Random Build Loop Issue

tlauwk · November 28, 2018, 12:23am

Hi,

I’m experiencing a random issue where the esxi host (uefi) does not trigger the before_provision hook script that sets the PXE Loader to None. This causes the host to reboot back into mboot.efi and installing esxi again.

The kickstart script has the following …

%post --interpreter=busybox
wget -O /dev/null <%= foreman_url(‘built’) %>
echo “Done with Foreman call”

… which if I understand correctly, tells Foreman the host has been built, triggering the before_provision hook script to change the PXE Loader to None …

if [[ $system_operatingsystem_name == ESXi* ]] && [[ $system_pxe_loader == “mboot UEFI” ]]; then
echo “ESXi in UEFI mode detected. Changing PXE Loader to None”
hammer -u admin -p password host update --id $system_id --pxe-loader ‘None’
fi

… and this process works - most of the time. But I get the odd occasion where it doesn’t and the host enters a “build loop”.
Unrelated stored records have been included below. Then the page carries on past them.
PR #432, opened 2022-11-09
ShaderCompiler cleanup

Erfan-Ahmadi:
## Description
Examples PR:  https://github.com/Devsh-Graphics-Programming/Nabla-Examples-and-Tests/pull/20

- [x] getExtraGLSLDefines() to getExtraShaderDefines() and rename the device to be language independant
- [x] remove assumptions of glsl in IShader functions
  - [x] asset::IShader::insertDefines assumes there is a `#version` directive
- [x] IShaderCompiler
- [x] Cleanup IncludeHandler related files
- [x] Interface for HLSLCompiler ~~and Linker~~

---

- [x] Compiler Options Struct

HLSL has a bunch of options (GLSL too, but we're removing that and don't care much about supporting) like:
- optimization level
- debug info
etc.
obviously some stuff doesn't make sense to expose like the choice to do SPIR-V gen, Shader Model target (we want SPIR-V target version instead)

> So instead of making our function signature obnoxiously big, lets wrap all this shit up in a simple struct, maybe even add some other stuff thats already in the signatures like self-inclusion limit, etc.

> Also DXC takes compiler options as strings, which is fucking retarded and error prone (but forward compatible), so lets help ourselves here. 

_-- devsh, not Erfan, Erfan is a mature engineer and doesn't use profanity at work_

---

- [x] Ability to pass our own CIncludeHandler

Basically if I want different search paths in my compilations, I need to mess with ICompiler's default include handler, which is meh.

So if we could have an optional (default value nullptr) field in the compiler options struct above, then we use the provided IncludeHandler, else use the compiler's default.


include/nbl/asset/ICPUShader.h
```diff
@@ -70,26 +56,32 @@ class NBL_API ICPUShader : public IAsset, public IShader
...
 		}
 
-		const ICPUBuffer* getSPVorGLSL() const { return m_code.get(); };
-		bool containsGLSL() const { return m_containsGLSL; }
-		
+		const ICPUBuffer* getContent() const { return m_code.get(); };
+
+		inline E_CONTENT_TYPE getContentType() const { return m_contentType; }
+		// TODO: find better function name
+		inline bool isContentRawCode() const
```
devshgraphicsprogramming, line 80: `isContentHighLevelLanguage`

include/nbl/asset/utils/IShaderCompiler.h
```diff
@@ -0,0 +1,138 @@
+// Copyright (C) 2018-2022 - DevSH Graphics Programming Sp. z O.O.
+// This file is part of the "Nabla Engine".
+// For conditions of distribution and use, see copyright notice in nabla.h
+
+#ifndef __NBL_ASSET_I_SHADER_COMPILER_H_INCLUDED__
+#define __NBL_ASSET_I_SHADER_COMPILER_H_INCLUDED__
```
devshgraphicsprogramming, line 6: things to fix going forward, remove `__` from header guards, its reserved for system/compiler preprocessor defines apparently

Erfan-Ahmadi: So it will be `NBL_ASSET_I_SHADER_COMPILER_H_INCLUDED`?

include/nbl/asset/utils/IShaderCompiler.h
```diff
@@ -0,0 +1,138 @@
...
+
+		Internally function "disables" all preprocessor directives (so that they're not processed by preprocessor) except `#include` (and also `#version` and `#pragma shader_stage`).
+		Note that among the directives there may be include guards. Because of that, _maxSelfInclusionCnt parameter is provided.
+
+		@param _maxSelfInclusionCnt Max self-inclusion count of possible file being #include'd. If no self-inclusions are allowed, should be set to 0.
+
+		@param _originFilepath Path to not necesarilly existing file whose directory will be base for relative (""-type) top-level #include's resolution.
+			If _originFilepath is non-path-like string (e.g. "whatever" - no slashes), the base directory is assumed to be "." (working directory of your executable). It's important for it to be unique.
+
+		@returns Shader containing logically same GLSL code as input but with #include directives resolved.
```
devshgraphicsprogramming, line 40: update comment, GLSL-> High Level

include/nbl/asset/utils/IShaderCompiler.h
```diff
@@ -0,0 +1,138 @@
...
+#include "nbl/asset/utils/ISPIRVOptimizer.h"
+
+namespace nbl::asset
+{
+
+class NBL_API IShaderCompiler : public core::IReferenceCounted
+{
+	public:
+
+		IShaderCompiler(system::ISystem* _s);
```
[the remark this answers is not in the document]
Erfan-Ahmadi: I think it was because of circular references? I thought about this too but If System also holds a IGLSLCompiler then it'll be a circular ref

include/nbl/asset/utils/IShaderCompiler.h
```diff
@@ -0,0 +1,138 @@
...
+			system::IFile* _sourcefile,
+			IShader::E_SHADER_STAGE _stage,
+			const char* _originFilepath,
+			uint32_t _maxSelfInclusionCnt = 4u,
+			system::logger_opt_ptr logger = nullptr) const;
+		
+		/*
+			Creates a formatted copy of the original
+
+			@param original An original glsl shader (must contain glsl and not be a dummy object of be a nullptr).
```
devshgraphicsprogramming, line 59: glsl -> high level

had a type "of be a nullptr", should be "or be a nullptr"

include/nbl/asset/utils/IShaderCompiler.h
```diff
@@ -0,0 +1,138 @@
...
+			@param fmt A string with c-like format, which will be filled with data from ...args
+			@param ...args Data to fill fmt with
+			@returns shader containing fmt filled with ...args, placed before the original code.
+
+			If original == nullptr, the output buffer will only contain the data from fmt. If original code contains #version specifier,
+			then the filled fmt will be placed onto the next line after #version in the output buffer. If not, fmt will be placed into the
+			beginning of the output buffer.
```
devshgraphicsprogramming, line 66: to make this work both for HLSL and GLSL, we need to expose the position where we'll paste the formatted string and give GLSL compiler a function to find the first line after the `#version` directive and an overload of this static function which misses the position parameter

include/nbl/asset/utils/IShaderCompiler.h
```diff
@@ -0,0 +1,138 @@
...
+			std::string_view origCode;
+			auto outCode = reinterpret_cast<char*>(outBuffer->getPointer());
+			if (original!=nullptr)
+			{
+				origCode = std::string_view(reinterpret_cast<const char*>(original->getContent()->getPointer()),origLen);
+				auto start = origCode.find("#version");
+				auto end = origCode.find("\n",start);
+				if (end!=std::string_view::npos)
+					versionDirectiveLength = end+1u;
+			}
```
devshgraphicsprogramming, line 111: this is GLSL specific, the position for inserting the formatted string needs to come from the outside

include/nbl/asset/utils/IShaderCompiler.h
Erfan-Ahmadi: I'll leave this for the next PR for whoever works on integrating DXC and compiling HLSL
Note that this PR is only to have IShaderCompiler cleaned up and nice + IncludeHandler related files
and only the interface for HLSLCompiler not the implementation. then I'll be done. (I'll update the PR notes)

include/nbl/asset/utils/IShaderCompiler.h
Erfan-Ahmadi: Ah ok, I guess I'll do it in this PR

include/nbl/asset/utils/IShaderCompiler.h
devshgraphicsprogramming: no, `_NBL_ASSET_I_SHADER_COMPILER_H_INCLUDED_`

include/nbl/asset/utils/IShaderCompiler.h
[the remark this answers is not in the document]
Erfan-Ahmadi: then I'll change those to smart_refctd

include/nbl/asset/IShader.h
```diff
@@ -53,8 +53,13 @@ class NBL_API IShader : public virtual core::IReferenceCounted
 			ESS_ALL = 0xffffffff
 		};
 
-		struct buffer_contains_glsl_t {};
-		_NBL_STATIC_INLINE const buffer_contains_glsl_t buffer_contains_glsl = {};
+		enum E_CONTENT_TYPE : uint8_t
```
devshgraphicsprogramming, line 56: `enum class` for this enum and `E_SHADER_STAGE` if possible

src/nbl/asset/interchange/CGLSLLoader.cpp
```diff
@@ -45,7 +45,7 @@ SAssetBundle CGLSLLoader::loadAsset(system::IFile* _file, const IAssetLoader::SA
 		return {};
 	}
 
-	auto shader = core::make_smart_refctd_ptr<ICPUShader>(reinterpret_cast<char*>(source), found->second, filename.string());
+	auto shader = core::make_smart_refctd_ptr<ICPUShader>(reinterpret_cast<char*>(source), found->second, IShader::ECT_GLSL, filename.string());
```
devshgraphicsprogramming: Tasks for @deprilula28 :
1. Maybe we should load to `ICPUBuffer` directly and create the `ICPUShader` from that?
2. Create a `CHLSLLoader` similar to `CGLSLLoader` but:
2a. Only file extensions it associates with are `*.h` and `*.hlsl`
2b. Check loadability by checking that file is under 64MB and regexping the file for any reserved keywords https://learn.microsoft.com/en-us/windows/win32/direct3dhlsl/dx-graphics-hlsl-appendix-keywords
2c. it returns a `ICPUShader` not an `ICPUSpecializedShader`

Then I want/need a SPIR-V Loader and DXIL Loader, these will require using SPIR-V Tools and DXC to check loadability (validitity) and check integrity before returnin the asset.

@Erfan-Ahmadi we need a `ESS_LIBRARY` to deal with HLSL as there's no way to infer the stage, unless we start using file extensions like `.vert.hlsl`. Even then we'd still need `ESS_LIBRARY` to deal with stageless bits of HLSL we want to link later.

src/nbl/video/COpenGLShader.h
```diff
@@ -17,26 +17,20 @@ namespace nbl::video
 class COpenGLShader : public IGPUShader
```
devshgraphicsprogramming, line 17: nuke OpenGL!

Erfan-Ahmadi: Oh no, everything?! Can I do it later? I'm scared :))

src/nbl/video/CVulkanLogicalDevice.h
```diff
@@ -530,7 +530,7 @@ class CVulkanLogicalDevice final : public ILogicalDevice
                     shaderStage, cpushader->getFilepathHint().c_str(), 4u, logger);
 
             spirv = m_physicalDevice->getGLSLCompiler()->compileSPIRVFromGLSL(
```
devshgraphicsprogramming, line 532: everything up until here would be the same for HLSL and GLSL, also would be to take a SPIR-V optimizer + compiler options struct or something

src/nbl/video/CVulkanLogicalDevice.h
```diff
@@ -539,10 +539,14 @@ class CVulkanLogicalDevice final : public ILogicalDevice
                 logger,
                 m_physicalDevice->getLimits().spirvVersion);
         }
-        else
+        else if(cpushader->getContentType() == asset::ICPUShader::E_CONTENT_TYPE::ECT_SPIRV)
         {
             spirv = core::smart_refctd_ptr_static_cast<asset::ICPUBuffer>(source->clone(1u));
```
devshgraphicsprogramming, line 544: why does `CVulkanShader` need to hold onto a copy of the SPIR-V >

src/nbl/video/COpenGLShader.h
devshgraphicsprogramming: just the implementations of the functions, slap `assert(false)` in them

src/nbl/video/CVulkanLogicalDevice.h
Erfan-Ahmadi: I think you asked @achalpandeyy a similar question a long time ago in an old PR and I can't recall the answer but I remember you were satisfied with it.
apparently in CVulkanShader:
```c
    // We want to use the SPIR-V optimizer later.
    core::smart_refctd_ptr<asset::ICPUBuffer> m_spirv;
```

Erfan-Ahmadi: But if we use the SPIRV optimizer sooner here then there is no need I think to hold this in CVulkanShader

src/nbl/video/CVulkanLogicalDevice.h
devshgraphicsprogramming: https://github.com/Devsh-Graphics-Programming/Nabla/pull/432/files#r1017795668 dont take a SPIR-V optimizer anymore for `createSpecializedShader`, take it here

src/nbl/asset/utils/CShaderIntrospector.cpp
```diff
@@ -119,8 +119,10 @@ const CIntrospectionData* CShaderIntrospector::introspect(const ICPUShader* _sha
 
         return introspectSPV(spvShader.get());
     }
-    else
+    else if (_shader->getContentType() == ICPUShader::E_CONTENT_TYPE::ECT_SPIRV)
         return introspectSPV(_shader);
+    else
+        return nullptr; // TODO[ShaderCompiler] ?
```
devshgraphicsprogramming, line 125: else its a serious bug

src/nbl/asset/utils/CShaderIntrospector.cpp
```diff
@@ -101,15 +101,15 @@ const CIntrospectionData* CShaderIntrospector::introspect(const ICPUShader* _sha
...
+        auto end = begin+_shader->getContent()->getSize();
         std::string glsl(begin,end);
         ICPUShader::insertDefines(glsl,_params.extraDefines);
         auto glslShader_woIncludes = m_glslCompiler->resolveIncludeDirectives(glsl.c_str(), _shader->getStage(), _shader->getFilepathHint().c_str());
         auto spvShader = m_glslCompiler->createSPIRVFromGLSL(
-            reinterpret_cast<const char*>(glslShader_woIncludes->getSPVorGLSL()->getPointer()),
+            reinterpret_cast<const char*>(glslShader_woIncludes->getContent()->getPointer()),
             glslShader_woIncludes->getStage(),
             _params.entryPoint,
             glslShader_woIncludes->getFilepathHint().c_str()
```
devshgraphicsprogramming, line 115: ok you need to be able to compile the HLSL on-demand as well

Plus its random and maybe occurs 5-10% of the time. Any ideas on how to troubleshoot this would be much appreciated.

Thanks.

lzap · November 29, 2018, 8:36am

Using hooks to do DB updates is a terrible idea, you have a race condition. Don’t to that.

tlauwk · November 29, 2018, 2:29pm

Forgive the noobie question but I’m not sure what you mean by …

To get the host to boot into the esxi installation on local disk, the before_provision hook script is required as indicated by the doco (3.7):

https://theforeman.org/2018/08/deploying-esxi-through-foreman.html

Unless I’m not understanding correctly on how it all ties together.

Thanks.

lzap · December 3, 2018, 9:03am

Well, this one is still a hack.

You need to dig out why the call failed, go into logs and check out what HTTP status value it returned, maybe enable debug level to see more. This can be also a network issue (timeout), try increasing timeout for curl/wget and also report error if wget returns non-zero (maybe try it 10 times).

One thing - we default to single passenger instance by default, if your server has only one passenger processing the request (thus this hook) and you call hammer, the app server will start launching another worker which takes time (20-80 seconds). Your call may expire, thus I recommend to set minimum amount of passengers to some reasonable value to always have a spare worker which can process your request. Configure this via --foreman-passenger-min-instances option, I recommend at least two but for busy server this might be more. Keep in mind that each worker can eat up to 1 GB of memory.